PR #907, opened 2021-04-26
remove some redundant state machines

SimonCropp:


martincostello (commented):
The code changes are fine for what's been done, but the question is whether we want to accept this change or not as it goes against the recommendation here: https://github.com/davidfowl/AspNetCoreDiagnosticScenarios/blob/master/AsyncGuidance.md#prefer-asyncawait-over-directly-returning-task

Which do we prefer, the performance or the easier debuggability?

Personally I prefer the latter (which is why the code is the way it is), but I'm happy to go with the majority opinion.

SimonCropp:
i have read that advice. the strange thing i find is that aspnetcore does the opposite of the advice. it returns task when possible.

SimonCropp:
just did a check asp net core contains ~2000 instances of Task being directly returned.

martincostello:
> just did a check asp net core contains ~2000 instances of Task being directly returned.

I believe ASP.NET Core does the opposite because of their performance targets:

> 💡NOTE: There are performance considerations when using an async state machine over directly returning the Task. It's always faster to directly return the Task since it does less work but you end up changing the behavior and potentially losing some of the benefits of the async state machine.

Where as the general advice is to err on the improved developer experience.

iancooper:
I'm probably an outlier but for my part: returning a Task indicates parallelism, returning async indicates concurrency using evented I/O. I'd use a bare Task to indicate that I was using a thread, which the Task is a wrapper over, and an async Task to indicate a pending callback. Sure, both represent promises, but they promise quite different things IMO.

SimonCropp:
seems this is controversial

PR #910, opened 2021-04-26
top level methods for the win

SimonCropp:


src/JustSaying.Tools/Program.cs
```diff
@@ -1,23 +1,15 @@
...
+}
 
-        private static async Task<bool> ProcessLine(string line)
-        {
-            return await CommandParser.ParseAndExecuteAsync(line).ConfigureAwait(false);
-        }
-    }
+static async Task<bool> ProcessLine(string line)
+{
+    return await CommandParser.ParseAndExecuteAsync(line).ConfigureAwait(false);
```
martincostello, line 14: Could just inline this in the `if` block?

```csharp
await CommandParser.ParseAndExecuteAsync(line).ConfigureAwait(false);
```

PR #930, opened 2021-08-03
Switch to MELT for testing logging

gkinsman:
Microsoft.Extensions.Logging.Testing aka MELT on nuget is a useful lib that captures logs and provides access to them in tests. It's also a lot more reliable to test than approvals as approvals rely on the order of output.

Other misc things:
- Fix some issues with property values being types and not strings
- Use FullName everywhere


martincostello (approved):

slang25 (dismissed):
Very nice

martincostello (approved):

martincostello:
If this works then just need to rebase #929 once this is merged.

martincostello (approved):

Issue #35116, opened 2023-04-13
[C++] Need a nightly test that compiles AVX2


westonpace:
### Describe the enhancement requested

I use AVX2 locally and ran into a few regressions.  It seems we do not have a CI job that is testing AVX2.

### Component(s)

Continuous Integration

assignUser:
Apparently gha runners use these [azure machine](https://learn.microsoft.com/en-us/azure/virtual-machines/dv2-dsv2-series#dsv2-series). All listed CPUs support at least AVX2 (not 512 though which has caused issues before...) so this should be no issue.

PR #35117, opened 2023-04-13
GH-35115: [C++] Moved util_avx2.cc from acero to compute

### LINKED ISSUE #35115: [C++] util_avx2.cc is in acero but should be in compute

As part of the split to acero the file `arrow/compute/util.cc` and `arrow/util/compute/exec/util.cc` got moved around a bit.  It seems that `util_avx2.cc` ended up in acero but it's functions are actually needed by parquet.  This means, when compiling with AVX2, you will get undefined symbol errors if you try to use parquet.

### Component(s)

C++

westonpace:
### Rationale for this change

The file util_avx2.cc contains implementation for methods defined in `src/arrow/compute/util.cc` but it was placed in `src/arrow/acero`.  This leads to undefined symbol errors when compiling against AVX2.

The file util_avx2.cc is moved from `acero` to `compute`.

### Are these changes tested?

Regrettably, no.  See #35116 

No.
* Closes: #35115


icexelloss:
Sorry missed this - LGTM

PR #35120, opened 2023-04-13
GH-35118: [FlightSQL] Use `int32` to refer to 32-bit integers rather than `int`

### LINKED ISSUE #35118: [Format][FlightSQL] Spec refers to "int" type (which seems Java specific) rather than "int32"

While implement FlightSQL in our project, we found that the FlightSql.proto format reference refers to a type `int`

https://github.com/apache/arrow/blob/c03ca8f7c901eba498dc79b184e5a72a5149f236/format/FlightSql.proto#L1370

What `int` means was slightly unclear as the Arrow spec refers to "Int" types with `bitWidth` of 8, 16, 32 or 64 but the rust implementation has Int8, Int16, Int32 and Int64.

https://github.com/apache/arrow/blob/c03ca8f7c901eba498dc79b184e5a72a5149f236/format/Schema.fbs#L145-L148

## Go uses `Int32`:

https://github.com/apache/arrow/blob/c03ca8f7c901eba498dc79b184e5a72a5149f236/go/arrow/flight/flightsql/schema_ref/reference_schemas.go#L63

## C++ uses `Int32`:

https://github.com/apache/arrow/blob/c03ca8f7c901eba498dc79b184e5a72a5149f236/cpp/src/arrow/flight/sql/server.cc#L1144

## Java uses `INT`:

https://github.com/apache/arrow/blob/c03ca8f7c901eba498dc79b184e5a72a5149f236/java/flight/flight-sql/src/main/java/org/apache/arrow/flight/sql/FlightSqlProducer.java#L848

which is defined at:

https://github.com/apache/arrow/blob/c03ca8f7c901eba498dc79b184e5a72a5149f236/java/adapter/jdbc/src/test/java/org/apache/arrow/adapter/jdbc/h2/JdbcToArrowDataTypesTest.java#L90

According to [The Java Language Specification](http://java.sun.com/docs/books/jls/third_edition/html/j3TOC.html) from [Section 4.2: Primitive Types and Values](https://docs.oracle.com/javase/specs/jls/se20/html/jls-4.html#jls-4.2):

> The integral types are `byte`, `short`, `int`, and `long`, whose values are 8-bit, 16-bit, 32-bit and 64-bit signed two's-complement integers, respectively, and `char`, whose values are 16-bit unsigned integers representing UTF-16 code units 

Therefore, we can conclude that `INT` in arrow Java refers to 32-bit integer.

# Proposal

I propose that we change the proto spec to be consistent and use `int<bitwidth>` to refer to integer types. So specifically, change `int` to `int32` to match C++/Rust/Go as well as the convention in the rest of Flight.proto

Here is the reference to details of our discussion https://github.com/influxdata/influxdb_iox/pull/7546#discussion_r1165830088

### Component(s)

Format

appletreeisyellow:
### Rationale for this change

The spec is inconsistent -- see details on #35118 

Use `int32` to refer to 32-bit integers rather than `int`

### Are these changes tested?

No, only comments are changed

This clarifies a small corner case in the document

* Closes: https://github.com/apache/arrow/issues/35118
* Closes: #35118

### DIFF
--- a/format/FlightSql.proto
+++ b/format/FlightSql.proto
@@ -1271,7 +1271,7 @@ message CommandGetTableTypes {
  *  table_name: utf8 not null,
  *  column_name: utf8 not null,
  *  key_name: utf8,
========
> **EXERCISE PROMPT**: Would you please return all lines from the listing above that contain "uses"?

> **OUTPUT OF THE EXERCISE**:
## Go uses `Int32`:
## C++ uses `Int32`:
## Java uses `INT`:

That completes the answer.